TASK INSTRUCTIONS
Report back every line of the entries that contains "point", exactly as written.
⟨
PR #561, opened 2020-06-02
[P4-1447] feat(allocations): Added sorting to allocation tables

barbaracassani:
## Proposed changes

This PR adds the ability to sort (server-side) to the allocation table (only the active allocations one. The cancelled one currently inherits the same filters but has no sorting capabilities of its own).

### What changed

Headers of the columns were changed to accomodate links that refresh the page with the various sorting options. If a column is sortable, the first click triggers a sort ascending. Further clicks will toggle the order. Clicking on another column triggers a sort ascending on that one, and so on.

### Why did it change

We want the users to be able to find allocations quickly.

### Issue tracking

- [P4-1447]()

## Screenshots
Screenshot 2020-06-04 at 11 41 35

Detail of active current sort:
Screenshot 2020-06-04 at 12 01 54

#### Automated testing

#### Manual testing

- [x] Chrome
- [x] Firefox
- [ ] Edge
- [ ] Internet Explorer

### Environment variables

### Other considerations

### DIFF
--- a/app/allocations/middleware/set-body.allocations.js
+++ b/app/allocations/middleware/set-body.allocations.js
@@ -3,11 +3,13 @@ const { set } = require('lodash')
 const dateHelpers = require('../../../common/helpers/date-utils')
 
 function setBodyAllocations(req, res, next) {
-  const { status } = req.query
+  const { status, sortBy, sortDirection } = req.query
   const { dateRange, locationId } = req.params
 
   set(req, 'body.allocations', {
     status,
+    sortBy,
+    sortDirection,
     moveDate: dateRange || dateHelpers.getCurrentWeekAsRange(),
     fromLocationId: locationId,
   })
--- a/app/allocations/middleware/set-results.allocations.js
+++ b/app/allocations/middleware/set-results.allocations.js
@@ -7,12 +7,14 @@ const allocationService = require('../../../common/services/allocation')
 async function setResultsAllocations(req, res, next) {
   const currentLocationId = get(req.session, 'currentLocation.id')
   const userPermissions = get(req.session, 'user.permissions')
+  const query = req.query
   const displayConfig = {
     showRemaining: permissions.check(
       'allocation:person:assign',
       userPermissions
     ),
     showFromLocation: !currentLocationId,
+    query,
   }
 
   try {
@@ -31,9 +33,10 @@ async function setResultsAllocations(req, res, next) {
       active: presenters.allocationsToTableComponent(displayConfig)(
         activeAllocations
       ),
-      cancelled: presenters.allocationsToTableComponent(displayConfig)(
-        cancelledAllocations
-      ),
+      cancelled: presenters.allocationsToTableComponent({
+        ...displayConfig,
+        isSortable: false,
+      })(cancelledAllocations),
     }
 
     next()
--- a/common/presenters/allocations-to-table-component.js
+++ b/common/presenters/allocations-to-table-component.js
@@ -27,11 +27,15 @@ function _byAdded(totalSlots, unfilledSlots) {
 function allocationsToTableComponent({
   showFromLocation = false,
   showRemaining = false,
+  query,
+  isSortable = true,
 } = {}) {
   const tableConfig = [
     {
       head: {
-        text: 'collections::labels.move_size',
+        isSortable,
+        sortKey: 'moves_count',
+        html: 'collections::labels.move_size',
         attributes: {
           width: '120',
         },
@@ -79,7 +83,11 @@ function allocationsToTableComponent({
     {
       /* eslint-disable indent */
       head: showFromLocation
-        ? { text: 'collections::labels.from_location' }
+        ? {
+            sortKey: 'from_location',
+            html: 'collections::labels.from_location',
+            isSortable,
+          }
         : undefined,
       /* eslint-enable indent */
       row: {
@@ -88,7 +96,9 @@ function allocationsToTableComponent({
     },
     {
       head: {
-        text: 'collections::labels.to_location',
+        isSortable,
+        sortKey: 'to_location',
+        html: 'collections::labels.to_location',
       },
       row: {
         text: 'to_location.title',
@@ -96,7 +106,9 @@ function allocationsToTableComponent({
     },
     {
       head: {
-        text: 'fields::date_custom.label',
+        isSortable,
+        sortKey: 'date',
+        html: 'fields::date_custom.label',
         attributes: {
           width: '135',
         },
@@ -110,7 +122,7 @@ function allocationsToTableComponent({
   return function buildTable(allocations) {
     return {
       head: tableConfig
-        .map(tablePresenters.objectToTableHead)
+        .map(tablePresenters.objectToTableHead(query))
         .filter(column => column),
       rows: allocations.map(tablePresenters.objectToTableRow(tableConfig)),
     }
--- a/common/presenters/table/object-to-table-head.js
+++ b/common/presenters/table/object-to-table-head.js
@@ -1,17 +1,67 @@
 const { pickBy } = require('lodash')
+const queryString = require('query-string')
 
 const i18n = require('../../../config/i18n')
 
-function objectToTableHead({ head } = {}) {
-  if (!head) {
-    return undefined
+function buildUrl({ sortKey }, query) {
+  return queryString.stringify({
+    ...query,
+    sortBy: sortKey,
+    sortDirection: query.sortDirection === 'asc' ? 'desc' : 'asc',
+  })
+}
+
+function buildAriaLabel(head, { sortDirection }) {
+  // the label indicates the result of the sorting action triggered by the link,
+  // which is the opposite of the current state
+  return i18n.t('sort', {
+    context: sortDirection === 'asc' ? 'descending' : 'ascending',
+    label: i18n.t(head.html).toLowerCase(),
+  })
+}
+
+function buildWrapper(head, query) {
+  const label = i18n.t(head.html)
+
+  if (!head.isSortable) {
+    return label
   }
 
-  return pickBy({
-    ...head,
-    html: head.html ? i18n.t(head.html) : undefined,
-    text: head.text ? i18n.t(head.text) : undefined,
-  })
+  const url = buildUrl(head, query)
+  const ariaLabel = buildAriaLabel(head, query)
+  return `<a aria-label="${ariaLabel}" class="sortable-table__button" role="button" href="?${url}">${label}</a>`
+}
+
+function assignSortAttributes(
+  { attributes, isSortable, sortKey },
+  { sortBy, sortDirection }
+) {
+  if (!isSortable) {
+    return attributes
+  }
+
+  const isCurrentSortColumn = sortKey === sortBy
+  const ariaSortDirection = sortDirection === 'asc' ? 'ascending' : 'descending'
+
+  return {
+    ...attributes,
+    'aria-sort': isCurrentSortColumn ? ariaSortDirection : 'none',
+  }
+}
+
+function objectToTableHead(query = {}) {
+  return function objectToTableHead({ head } = {}) {
+    if (!head) {
+      return undefined
+    }
+
+    return pickBy({
+      ...head,
+      attributes: assignSortAttributes(head, query),
+      html: head.html ? buildWrapper(head, query) : undefined,
+      text: head.text ? i18n.t(head.text) : undefined,
+    })
+  }
 }
 
 module.exports = objectToTableHead
--- a/common/presenters/table/object-to-table-head.test.js
+++ b/common/presenters/table/object-to-table-head.test.js
@@ -6,12 +6,14 @@ describe('table head presenter', function() {
   let output
 
   beforeEach(function() {
-    sinon.stub(i18n, 't').returnsArg(0)
+    sinon.stub(i18n, 't').callsFake(key => {
+      return `${key} (translated)`
+    })
   })
 
   context('with no args', function() {
     beforeEach(function() {
-      output = objectToTableHead()
+      output = objectToTableHead({})()
     })
 
     it('should return undefined', function() {
@@ -25,7 +27,7 @@ describe('table head presenter', function() {
 
   context('with html', function() {
     beforeEach(function() {
-      output = objectToTableHead({
+      output = objectToTableHead()({
         head: {
           html: 'move_type::label',
         },
@@ -34,7 +36,7 @@ describe('table head presenter', function() {
 
     it('should return correct header', function() {
       expect(output).to.deep.equal({
-        html: 'move_type::label',
+        html: 'move_type::label (translated)',
       })
     })
 
@@ -45,7 +47,7 @@ describe('table head presenter', function() {
 
   context('with text', function() {
     beforeEach(function() {
-      output = objectToTableHead({
+      output = objectToTableHead()({
         head: {
           text: 'move_type::label',
         },
@@ -54,7 +56,7 @@ describe('table head presenter', function() {
 
     it('should return correct header', function() {
       expect(output).to.deep.equal({
-        text: 'move_type::label',
+        text: 'move_type::label (translated)',
       })
     })
 
@@ -65,7 +67,7 @@ describe('table head presenter', function() {
 
   context('with attributes', function() {
     beforeEach(function() {
-      output = objectToTableHead({
+      output = objectToTableHead()({
         head: {
           html: 'move_type::label',
           attributes: {
@@ -77,7 +79,7 @@ describe('table head presenter', function() {
 
     it('should return correct header', function() {
       expect(output).to.deep.equal({
-        html: 'move_type::label',
+        html: 'move_type::label (translated)',
         attributes: {
           width: 1,
         },
@@ -91,7 +93,7 @@ describe('table head presenter', function() {
 
   context('with neither html nor test', function() {
     beforeEach(function() {
-      output = objectToTableHead({})
+      output = objectToTableHead()({})
     })
 
     it('should return undefined', function() {
@@ -105,7 +107,7 @@ describe('table head presenter', function() {
 
   context('with both html and text', function() {
     beforeEach(function() {
-      output = objectToTableHead({
+      output = objectToTableHead()({
         head: {
           html: 'move_type::label-html',
           text: 'move_type::label-text',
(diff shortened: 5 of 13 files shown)


common/presenters/allocations-to-table-component.js
```diff
@@ -88,6 +98,8 @@ function allocationsToTableComponent({
     },
     {
       head: {
+        sortable: true,
+        html: 'to_location',
```
teneightfive, line 102: Should this be `key`? Looks like it may have been a rogue copy/paste.

common/presenters/table/object-to-table-head.js
```diff
@@ -1,15 +1,45 @@
...
+      sortBy: key,
+      sortDirection: currentSort,
+    },
+  })
+}
+
+function buildWrapper(head) {
+  const label = i18n.t(head.html)
+  const url = buildUrl(head)
+  let sort = 'none'
```
teneightfive, line 25: Having a quick read up on [`aria-sort`](https://www.digitala11y.com/aria-sort-properties/) it seems it should be applied to the `th` element rather than the anchor element.

It also looks like if no attribute is provided the default value is `none` so we can probably just drop this attribute on all other headers and just apply it with the relevant sort to the column that the table is sorted by.

common/presenters/table/object-to-table-head.js
```diff
@@ -1,15 +1,45 @@
 const { pickBy } = require('lodash')
+const queryString = require('query-string')
 
 const i18n = require('../../../config/i18n')
 
+function buildUrl(head) {
+  const {
+    currentUrl: { pathname, query },
```
teneightfive, line 8: I wonder if it would be neater to not need to pass the entire URL into this presenter, and just pass in the existing querystring. You could then use the `query-string` library to override the sort keys as necessary for each sortable column.

The url for the link can then just be the querystring: `?foo=bar&sortBy=field&sortDirection=ascending`

common/presenters/table/object-to-table-head.js
```diff
@@ -1,15 +1,45 @@
...
+    },
+  })
+}
+
+function buildWrapper(head) {
+  const label = i18n.t(head.html)
+  const url = buildUrl(head)
+  let sort = 'none'
+  if (head.currentSort) {
+    sort = head.currentSort === 'asc' ? 'descending' : 'ascending'
```
teneightfive, line 27: This logic seems the wrong way around?

app/allocations/middleware/set-body.allocations.js
```diff
@@ -6,6 +6,8 @@ function setBodyAllocations(req, res, next) {
 
   set(req, 'body.allocations', {
     status,
+    sortBy: req.query.sortBy,
```
teneightfive, line 9: These values could be destructured above like `status`

app/allocations/middleware/set-results.allocations.js
```diff
@@ -7,12 +7,20 @@ const allocationService = require('../../../common/services/allocation')
...
+  }
   const displayConfig = {
     showRemaining: permissions.check(
       'allocation:person:assign',
       userPermissions
     ),
     showFromLocation: !currentLocationId,
+    sortDirection,
+    sortBy,
+    currentUrl,
```
teneightfive, line 23: As mentioned, this could just take the current querystring instead of the whole URL, and replace just the sort portion of the querstring

app/allocations/middleware/set-body.allocations.js
teneightfive: I wonder if using the sort as an object may also make it neater to work with and override in the allocations to table presenter too?

So the URL would be:

```javascript
?foo=bar&sort[by]=field&sort[direction]=asc
```

and you just pass the sort object on the body:

```javascript
const { status, sort } = req.query

set(req, 'body.allocations', {
  status,
  sort,
  ...
})
```

common/presenters/table/object-to-table-head.js
barbaracassani: Yeah, the html is all over the place. I wanted it to work with the `sortable-table` styles which are very different: it's all client-side so there are no links to speak of. I just wanted to see the arrows, so I hammered it in. This is not meant to be the solution, just a stepping stone. It's likely that `aria-sort` must be applied to a `th`, which is not possible afaik without overriding the govuk-table.

One thing I would like to discuss is the possibility of just copying / adapting the `sortable-table` styles instead of importing them. This would make things much simpler.

app/allocations/middleware/set-body.allocations.js
barbaracassani: Yeah, I toyed with the idea of a tuple-like object. Or just an object. It's a possibility.

common/presenters/table/object-to-table-head.js
barbaracassani: Good point.

common/presenters/table/object-to-table-head.js
barbaracassani: On second thought -- I actually reverse it twice. Before passing it, to build the url, and then again to set the arrow.
It should be enough to reverse it once at the end.

common/assets/scss/application.scss
```diff
@@ -40,6 +40,7 @@ $govuk-font-family: "Inter", system-ui, sans-serif;
 @import "@ministryofjustice/frontend/moj/components/organisation-switcher/organisation-switcher";
 @import "@ministryofjustice/frontend/moj/components/primary-navigation/primary-navigation";
 @import "@ministryofjustice/frontend/moj/components/badge/badge";
+@import "@ministryofjustice/frontend/moj/components/sortable-table/_sortable-table";
```
teneightfive, line 43: You don't need to include the underscore in this definition. The [underscore pattern](https://sass-lang.com/guide#topic-4) is used to define partials in sass and to tell it not to turn that file in a `.css` file when you run the sass command on a folder or set of files.

When including partials using `@import` you don't need to specifically add the underscore. It would be neater to keep the same pattern we have in this file and also if the underscore is ever removed from the Design System it wouldn't break these references.

common/presenters/table/object-to-table-head.js
barbaracassani: I have realised I can pass `aria-sort` to the th through attributes. Still doesn't solve the `button` issue, but it's a step in the right direction.

common/assets/scss/application.scss
barbaracassani: It may be that you're right but when I tried without `_` I got a compilation error. The compiler was trying to include the js instead (!!). I am not entirely sure why.

common/presenters/allocations-to-table-component.js
```diff
@@ -27,11 +27,15 @@ function _byAdded(totalSlots, unfilledSlots) {
...
   showFromLocation = false,
   showRemaining = false,
+  query,
+  enableSorting = true,
 } = {}) {
   const tableConfig = [
     {
       head: {
-        text: 'collections::labels.move_size',
+        sortable: enableSorting,
```
teneightfive, line 36: I find the `is` prefix pattern quite nice for things like this. Makes it easy to see what properties are a boolean. You could then actually use that same name for the argument as it fits both scenarios and pass it directly in here. And I think it might help to give a clearer name to `key` to make it more obvious that it is referring to the sort key:

```javascript
function allocationsToTableComponent({
  ...
  isSortable = true,
})

...

head: {
  isSortable,
  sortKey: 'moves_count',
  ...
}
```

common/presenters/table/object-to-table-head.js
```diff
@@ -1,17 +1,49 @@
...
+  const { query, key } = head
+  return queryString.stringify({
+    ...query,
+    sortBy: key,
+    sortDirection: (query && query.sortDirection) === 'asc' ? 'desc' : 'asc',
+  })
+}
+
+function buildWrapper(head) {
+  const label = i18n.t(head.html)
```
teneightfive, line 16: This might read easier if you return the non-sortable option first. It also saves having to call `buildUrl` on columns that aren't sortable. Something like this:

```javascript
function buildSortableLink({ sortable, html, query, key }) {
  const label = i18n.t(head.html)

  if (!sortable) {
    return label
  }

  return `<a class="sortable-table__button" role="button" href="?${buildUrl(query, key)}">${label}</a>`
}
```

common/presenters/table/object-to-table-head.js
```diff
@@ -1,17 +1,49 @@
 const { pickBy } = require('lodash')
+const queryString = require('query-string')
 
 const i18n = require('../../../config/i18n')
 
-function objectToTableHead({ head } = {}) {
-  if (!head) {
-    return undefined
+function buildUrl(head) {
+  const { query, key } = head
```
teneightfive, line 7: This could be destructured directly in the arguments:

```javascript
function buildUrl({ query = {}, key }) {
  ...
}
```

common/presenters/table/object-to-table-head.js
```diff
@@ -1,17 +1,49 @@
...
+  return queryString.stringify({
+    ...query,
+    sortBy: key,
+    sortDirection: (query && query.sortDirection) === 'asc' ? 'desc' : 'asc',
```
teneightfive, line 11: Using a default for `query` in the arguments destructuring would allow you to drop the check for `query` here and simplify this line a little:

```javascript
sortDirection: query.sortDirection === 'asc' ? 'desc' : 'asc',
```

common/presenters/table/object-to-table-head.js
```diff
@@ -1,17 +1,49 @@
...
-    html: head.html ? i18n.t(head.html) : undefined,
-    text: head.text ? i18n.t(head.text) : undefined,
-  })
+function objectToTableHead(query) {
+  return function objectToTableHead({ head } = {}) {
+    if (!head) {
+      return undefined
+    }
+    if (head.sortable) {
+      head.query = query
```
teneightfive, line 30: This feels a little heavy and difficult to read to set the query on each head element. You have access to the function that you call that builds the element and URL so maybe just pass it in once rather than having to attach it to the head object:

```javascript
html: head.html ? buildWrapper(head, query) : undefined,
```

instead of:

```javascript
html: head.html ? buildWrapper(head) : undefined,
```

common/presenters/table/object-to-table-head.js
```diff
@@ -1,17 +1,49 @@
...
+      head.attributes = {
+        ...head.attributes,
```
teneightfive, line 32: What about just assigning this property in the case a column is sortable instead of re-assigning the attributes object:

```javascript
const { isSortable, sortKey } = head

if (isSortable) {
  const isCurrentSortColumn = sortKey === query.sortBy
  head.attributes['aria-sort'] = isCurrentSortColumn
    ? query.sortDirection === 'asc'
      ? 'ascending'
      : 'descending'
    : 'none',
}
```

I also find creating a variable (`isCurrentSortColumn`) for some booleans in a ternary can make the code a bit easier to read.

barbaracassani: The current version not only assigns the property, but also initialises `attributes` if it's `undefined`.

barbaracassani: The variable is a good point, and I have added it.

app/allocations/middleware/set-body.allocations.js
```diff
@@ -6,6 +6,8 @@ function setBodyAllocations(req, res, next) {
...
+    sortDirection: req.query.sortDirection,
```
teneightfive, line 10: Think the initial comment here got missed so adding to this line instead. It would be good to destructure these from `req.query` like `status` is so that we don't have two methods for getting values from `req.query`.

common/presenters/allocations-to-table-component.js
```diff
@@ -27,11 +27,15 @@ function _byAdded(totalSlots, unfilledSlots) {
...
   showRemaining = false,
+  query,
+  isSortable = true,
 } = {}) {
   const tableConfig = [
     {
       head: {
-        text: 'collections::labels.move_size',
+        isSortable,
+        key: 'moves_count',
```
teneightfive, line 37: Might be good to give this a clearer name like `sortKey`? 

Reading this back without the context of the change in 2 months it wouldn't be clear that this value is only used for sorting.

common/presenters/table/object-to-table-head.js
```diff
@@ -1,17 +1,61 @@
...
+    ...query,
+    sortBy: key,
+    sortDirection: query.sortDirection === 'asc' ? 'desc' : 'asc',
+  })
+}
+
+function buildAriaLabel(head, query) {
+  // the label indicates the result of the sorting action triggered by the link,
+  // which is the opposite of the current state
+  return `${i18n.t('sort')} ${i18n.t(head.html).toLowerCase()} ${
```
teneightfive, line 17: It might be neater to have this as one translation key where you pass in the label and use `context` for the direction:

```json
// translation
"sort_ascending": "Sort {{label}} ascending",
"sort_descending": "Sort {{label}} descending"
```

```javascript
return i18n.t('sort', {
  context: query.sortDirection === 'asc' ? i18n.t('descending') : i18n.t('ascending'),
  label: i18n.t(head.html),
})
```

common/presenters/table/object-to-table-head.js
```diff
@@ -1,17 +1,61 @@
...
+  }
+  const isCurrentSortColumn = head.key === query.sortBy
+  return {
+    ...head.attributes,
+    'aria-sort': isCurrentSortColumn
+      ? query.sortDirection === 'asc'
+        ? 'ascending'
+        : 'descending'
+      : 'none',
   }
```
solidgoldpig, line 44: I do find nested ternaries a bit head-melting. Could we not do something like

```js
  let ariaSort = 'none'
  if (head.key === query.sortBy) {
    const ariaSortLabels = {
      asc: 'ascending',
      desc: 'descending'
    }
    ariaSort = ariaSortLabels[query.sortDirection]
  }
  return {
    ...head.attributes,
    'aria-sort': ariaSort
  }
```

solidgoldpig: actually, having hoisted that out of the return statement, there's probably little to be gained from the object map now...

common/presenters/table/object-to-table-head.js
```diff
@@ -1,17 +1,61 @@
...
-    ...head,
-    html: head.html ? i18n.t(head.html) : undefined,
-    text: head.text ? i18n.t(head.text) : undefined,
-  })
+function objectToTableHead(query) {
+  return function objectToTableHead({ head } = {}) {
+    if (!head) {
+      return undefined
+    }
+    head.attributes = assignSortAttributes(head, query)
```
teneightfive, line 52: This could be combined within the return to make it a little easier to read:

```javascript
    return pickBy({
      ...head,
      attributes: assignSortAttributes(head, query),
      html: head.html ? buildWrapper(head, query) : undefined,
      text: head.text ? i18n.t(head.text) : undefined,
    })
```

common/presenters/table/object-to-table-head.js
```diff
@@ -1,17 +1,61 @@
...
+    return label
+  }
+  const url = buildUrl(head, query)
+  const ariaLabel = buildAriaLabel(head, query)
+  return `<a aria-label="${ariaLabel}" class="sortable-table__button" role="button" href="?${url}">${label}</a>`
+}
+
+function assignSortAttributes(head, query) {
+  if (!head.isSortable) {
+    return head.attributes ? { ...head.attributes } : undefined
```
teneightfive, line 34: I wonder if this could be neatened up using defaults. There's a lot of ternaries within this file now, and as Alex said, I'm similar in that I find them harder to read when there are lots of them.

teneightfive: You could destructure the argument and possible use a separate variable for the second ternary to make it a bit easier to read I think:

```javascript
function assignSortAttributes({ attributes = {}, key, isSortable }, { sortBy, sortDirection }) {
  if(!isSortable) {
    return attributes
  }

  const isCurrentSortColumn = key === sortBy
  const ariaSortDirection = sortDirection === 'asc' ? 'ascending' : 'descending'

  return {
    ...attributes,
    'aria-sort': isCurrentSortColumn 
      ? ariaSortDirection
      : 'none',
  }
}
```

common/presenters/table/object-to-table-head.js
```diff
@@ -1,17 +1,61 @@
 const { pickBy } = require('lodash')
+const queryString = require('query-string')
 
 const i18n = require('../../../config/i18n')
 
-function objectToTableHead({ head } = {}) {
-  if (!head) {
-    return undefined
+function buildUrl({ key }, query = {}) {
```
teneightfive, line 6: Why not set the default value for query at the first point of entry for this file: 

```javascript
function objectToTableHead(query = {}) {
  ...
}
```

Then you can destructure here to only include what you need:

```javascript
function buildUrl({ key }, { sortDirection }) {
  ...
}
```

common/presenters/table/object-to-table-head.test.js
```diff
@@ -129,4 +131,64 @@ describe('table head presenter', function() {
       expect(i18n.t.callCount).to.equal(2)
     })
   })
+  context(
+    'with isSortable, and current active sorting on the column',
```
teneightfive, line 135: I think it would be nicer to use nexted contexts here. In both contexts you're saying "with isSortable" but it think it would be clearer to use something like this instead:

```javascript
context('with isSortable', function() {
  context('with current column sorted', function() {

  })

  context('with another column sorted', function() {

  })
})
```

For me, things like _and_ in a `context` description and _when_ or _if_ in an `it` description are a bit of a flag that things should be re-worked a little.

teneightfive:
@barbaracassani another question - should there be a default sort order?

If so, you can add it to the [default query constant](https://github.com/ministryofjustice/hmpps-book-secure-move-frontend/blob/13cd3d6d2a270b09f5daed0efbfe7b5c2ec5c32f/app/allocations/constants.js#L17) in the allocations app like so:

```javascript
const DEFAULTS = {
  QUERY: {
    outgoing: { status: '', sortBy: 'date', sortDirection: 'asc' },
  },
  ...
}
```

common/presenters/table/object-to-table-head.test.js
barbaracassani: 👍

common/presenters/table/object-to-table-head.js
barbaracassani: I have adopted @teneightfive suggestion (see below) of using an intermediate variable. Does it look better now?

common/presenters/table/object-to-table-head.js
barbaracassani: 👍

app/allocations/middleware/set-body.allocations.js
barbaracassani: 👍

common/presenters/allocations-to-table-component.js
```diff
@@ -27,11 +27,15 @@ function _byAdded(totalSlots, unfilledSlots) {
 function allocationsToTableComponent({
   showFromLocation = false,
   showRemaining = false,
+  query,
+  isSortable = true,
```
teneightfive, line 31: Just realised it looks like there is no test to test the default scenario and the scenario where this is overridden to `false`. Could we add some tests for this flag please.

common/presenters/allocations-to-table-component.js
```diff
@@ -27,11 +27,15 @@ function _byAdded(totalSlots, unfilledSlots) {
 function allocationsToTableComponent({
   showFromLocation = false,
   showRemaining = false,
+  query,
```
teneightfive, line 30: There seems to be no test to ensure that this value is passed correctly to the `objectToTableHead` presenter. It would be good to add something around that so if this property is removed the tests would fail.

common/presenters/table/object-to-table-head.js
```diff
@@ -1,17 +1,60 @@
...
+    return label
+  }
+  const url = buildUrl(head, query)
+  const ariaLabel = buildAriaLabel(head, query)
+  return `<a aria-label="${ariaLabel}" class="sortable-table__button" role="button" href="?${url}">${label}</a>`
+}
+
+function assignSortAttributes(head, { sortBy, sortDirection }) {
+  if (!head.isSortable) {
+    return head.attributes ? { ...head.attributes } : undefined
```
teneightfive, line 35: I don't think you need to use spread if the attributes already exist here?

Wouldn't this be enough:

```javascript
return head.attributes ? head.attributes : undefined
```

And I think if you destructure head in the argument this could read even nicer:

```javascript
function assignSortAttributes({ attributes, isSortable, sortKey }, { sortBy, sortDirection }) {
  if (!isSortable) {
    return attributes
  }
  
  const isCurrentSortColumn = sortKey === sortBy
  const ariaSortDirection = sortDirection === 'asc' ? 'ascending' : 'descending'

  return {
    ...attributes,
    'aria-sort': isCurrentSortColumn ? ariaSortDirection : 'none',
  }
}
```

I think it also helps to be more consistent with the destructuring of the arguments rather than have a mix of patterns (unless you need to return `head` in its entirety, which is doesn't seem like you do in this case).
⟩
TASK ANSWER
barbaracassani: Good point.
barbaracassani: The variable is a good point, and I have added it.
teneightfive, line 6: Why not set the default value for query at the first point of entry for this file: 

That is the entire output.